PhD Scientific Days 2025

Poster Session I. - F: Pharmaceutical Sciences and Health Technologies

Integrating Hot Melt Extrusion and 3D Printing in Pharmaceutical Manufacturing: Formulation Strategies and Future Prospects

Name of the presenter

Orekhova Xeniya

Institute/workplace of the presenter

Semmelweis University – Department of Pharmaceutics

Authors

Xeniya Orekhova¹

1: Semmelweis University – Department of Pharmaceutics

Text of the abstract

Introduction
Modern pharmaceutical excipients are expected to exhibit enhanced functionality, as the single-step formulation strategies require high-performance compounds. One of the possible ways to enhance these pharmaceutical substances is co-processing. This technique involves physical homogenization without significant chemical change, yet it results in more favorable physicochemical properties of the final product.
Aims
The aim of this research was to analyze the current opportunities of integrating hot melt extrusion and fused deposition modeling in pharmaceutical manufacturing. The particular focus was on the formulation strategies, active ingredients, excipient considerations and potential for industrial scale implementation. In addition to that, the objective was to optimize HME process parameters to form 3D-printable filaments. HME is particularly advantageous due to its ability to improve solubility of poorly water-soluble drugs and stability of amorphous solid dispersions facilitating sustained drug release.
Methods
Traditional pharmaceutical excipients were screened (e.g.: isomalt, polyethylene glycols) and the optimal candidates were hot-melt extruded with Felfil Evo (Felfil, Italy).
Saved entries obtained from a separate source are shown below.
PR #13587, opened 2023-02-02
Use tmpfs for /var/log for Arista 7260

saiarcot895:

#### Why I did it

This is to reduce writes to disk, which might cause the SSD to get worn out faster.

#### How to verify it

Loaded it on an Arista 7260CX3, verified that /var/log was backed by tmpfs instead of disk.

- [ ] 201811
- [ ] 201911
- [ ] 202006
- [x] 202012
- [ ] 202106
- [ ] 202111
- [x] 202205
- [x] 202211

### DIFF
--- a/files/Aboot/boot0.j2
+++ b/files/Aboot/boot0.j2
@@ -502,6 +502,7 @@ write_platform_specific_cmdline() {
     if [ "$sid" = "Gardena" ] || [ "$sid" = "GardenaE" ]; then
         aboot_machine=arista_7260cx3_64
         flash_size=28000
+        cmdline_add logs_inram=on
     fi
     if [ "$sid" = "Alhambra" ]; then
         aboot_machine=arista_7170_64c


prgeor (approved):

files/Aboot/boot0.j2
```diff
@@ -502,6 +502,7 @@ write_platform_specific_cmdline() {
     if [ "$sid" = "Gardena" ] || [ "$sid" = "GardenaE" ]; then
         aboot_machine=arista_7260cx3_64
         flash_size=28000
+        cmdline_add logs_inram=on
```
yxieca, line 505: What is the partition size? We might need to reduce the partition size when putting it on tmpfs

saiarcot895: It will be just under 800MB. Prior to this, on disk, it was close to 4GB.

yxieca: 800MB was calculated at run time?

saiarcot895: Yes, calculated between 5% and 10% of total RAM (unless there's an override for a certain hwsku in `files/initramfs-tools/union-mount.j2`).

yxieca (approved):

qiluo-msft:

During the process, the following parameters were examined: Rotation of the screw: 1-9 RPM, chamber temperature: 80-250 °C, cooling fan performance: 0-100%. To assess solubility enhancer effect, model active ingredient was also co-processed and filaments with a diameter of 1.75 mm were formulated and directly printed via Creality Ender 3 printer (Creality, China). The dissolution profile was tracked in biorelevant circumstances (pH=1.2; 6.8).
Results
During my study, I have optimized the HME process in case of versatile excipients and ratios. The compounds with desirable printability were further co-processed with active ingredient, and the dissolution profile of the products were recorded. This innovative method is capable of enhancing the processability and bioavailability of poorly soluble drugs.
Conclusion
Integrating 3D printing into pharmaceutical manufacturing, with a specific focus on co-processing excipients is key to advancing personalized medicine. The importance of co-processing excipients within this context lies in the potential to tailor dosage forms to individual patient needs, optimizing drug delivery and therapeutic outcomes.